Дочитав письмо, а может быть, и придя к заключению, что девица Пичем достаточно насмотрелась фотографий, он взял брошь со стола, протянул ей и спросил, как она ей нравится.
– Довольно мило, – сказала она чуть сдавленным голосом.
– Она может быть вашей, – сказал Кокс и поглядел в угол комнаты.
Полли, разумеется, ничего не ответила. Она совершенно спокойно сидела в кресле и даже вежливо улыбнулась ему, точно он пошутил. – Коксу пришлось основательно взять себя в руки. Он уже подумал о том, что неплохо бы проводить ее домой, но тишина в соседней комнате показалась его сестре подозрительной; она вошла и завязала разговор с Полли.
Кокса беспокоили фотографии, лежавшие перед ней на столе, но Полли во время разговора как бы случайно перевернула их.
Она отлично умела обходиться с мужчинами, и на господина Кокса эта маленькая деталь произвела превосходное впечатление.

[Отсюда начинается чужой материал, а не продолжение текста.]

PR #337, opened 2019-08-16
Start MySQL service only in specific job

cotsog:
Also removed the deprecated `sudo:` key and fixed `language:`


adamruzicka:
Thank you @cotsog !

PR #339, opened 2019-09-10
update plan to stopped if zero steps during invalidation

jlsherrill:


jlsherrill:
you mentioned something about if 'ExecutionPlan#steps' queried the database everytime, and it does NOT appear like it does.  It looks like its just an in memory structure, i wasn't sure of the implication of that.

adamruzicka:
> it does NOT appear like it does.

Then it is alright. LGTM but rubocop is not happy

adamruzicka:
Thank you @jlsherrill !

PR #342, opened 2019-10-10
Dependencies for running as a service

adamruzicka:


lib/dynflow/rails/configuration.rb
```diff
@@ -32,6 +32,8 @@ class Configuration
       # the orchestration tied to the models.
       attr_accessor :disable_active_record_actions
 
+      attr_accessor :process_role
```
ezr-ondrej: I still do not like the name of this config, I feel it missleading. We want to be able to have one sidekiq process for worker and orchestrator together, right?

bin/dynflow-sidekiq.rb
```diff
@@ -0,0 +1,30 @@
...
+
+rails_env_file = File.expand_path('./config/environment.rb', rails_root)
+
+require rails_env_file
+role = nil
+if Sidekiq.options[:queues].include?("dynflow_orchestrator")
+  ::Rails.application.dynflow.executor!
+  role = :orchestrator
+elsif (Sidekiq.options[:queues] - ['dynflow_orchestrator']).any?
+  require 'sidekiq-reliable-fetch'
```
ezr-ondrej: This is redundant.

lib/dynflow/rails/configuration.rb
adamruzicka: Yeah, it is kinda misleading. If both are in the same process, which is totally doable, they are considered to be orchestrator, but still perform both duties.

adamruzicka:
Regarding docs, commit message of af4fb7b gives at least a hint, but a full-fledged documentation would be nice

ezr-ondrej:
Rubocop still complains btw.

bin/dynflow_sidekiq.rb
```diff
@@ -0,0 +1,20 @@
+# frozen_string_literal: true
+
+rails_root = Dir.pwd
```
ezr-ondrej: Would it make sense to make this configurable? Maybe by a env variable?

ezr-ondrej:
And has a conflict :(

adamruzicka:
Resolved

extras/dynflow@.service
```diff
@@ -0,0 +1,13 @@
+# /usr/lib/systemd/system/dynflow@.service
+[Unit]
+Description=Dynflow sidekiq worker
+After=network.target remote-fs.target nss-lookup.target
+
+[Service]
+TimeoutSec=90
+ExecStart=/usr/bin/sh -c 'exec sidekiq -C /etc/dynflow/%i.yml $DYNFLOW_OPTIONS'
```
ezr-ondrej:
```suggestion
ExecStart=/usr/bin/sh -c 'bundle exec sidekiq -C /etc/dynflow/%i.yml $DYNFLOW_OPTIONS'
```
Or
```suggestion
ExecStart=/usr/bin/bundle exec sidekiq -C /etc/dynflow/%i.yml $DYNFLOW_OPTIONS
```
Or (and change env file accordingly)
```suggestion
ExecStart=/usr/bin/bundle exec sidekiq -e $RAILS_ENV -r PATH_TO_SCRIPT -C /etc/dynflow/%i.yml 
```

adamruzicka: The shell was there to make the env variables work. As far as I know systemd doesn't translate those, so that rules out numbers 2 and 3.

The exec was there to replace the shell process with the sidekiq one so we don't keep yet another process around. Also I'm not sure how good idea is to use `bundle` on systems where sidekiq is installed from rpms and uses system ruby.

ezr-ondrej: Me neighter, so let's not. Thanks for clarifying.

adamruzicka: Oh, so according to the docs[1, seventh paragraph] systemd can do env var substitution, just the behavior is slightly different from shell. That would mean I could drop the shell part

[1] - https://www.freedesktop.org/software/systemd/man/systemd.service.html#Command%20lines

Вскоре затем Полли ушла домой и сообщила своему отцу, что господин Кокс придет к нему на следующий день.
Этот господин не понравился ей. Но она не могла забыть про брошь, которая произвела на нее сильное впечатление. На следующее утро, принеся одноногому Джорджу полагающийся ему стакан молока, Полли рассказала ему, что получила от некоего пожилого господина большую брошь в подарок и что она ему вскорости ее покажет. В течение дня она неоднократно вспоминала брошь, в особенности вечером, ложась спать.
Кокс действительно пришел на следующий день. Он отказался пройти из полутемной лавки в контору. На нем был кричащий желтый дождевик, и говорил он очень серьезно, тихим голосом.
Он признался, что при виде транспортного судна «Красавица Анна» потерял власть над собой. Это корыто никуда не годится! Правда, он сам первый упомянул о фирме «Брукли и Брукли», но ведь он и в глаза не видел ее судов. Он даже не осмелится показать эти плавучие гробы своему другу статс-секретарю. Самое скверное, по его мнению, то, что первый платеж уже произведен и адмиралтейство рассчитывает на корабли. Компании, в которой он – теперь уже можно сказать, слава Богу, – не состоит, могут попросту предъявить обвинение в жульничестве, ибо уже известно, что она производила осмотр судов и что эксперт по имени Байл дал о них отрицательный отзыв.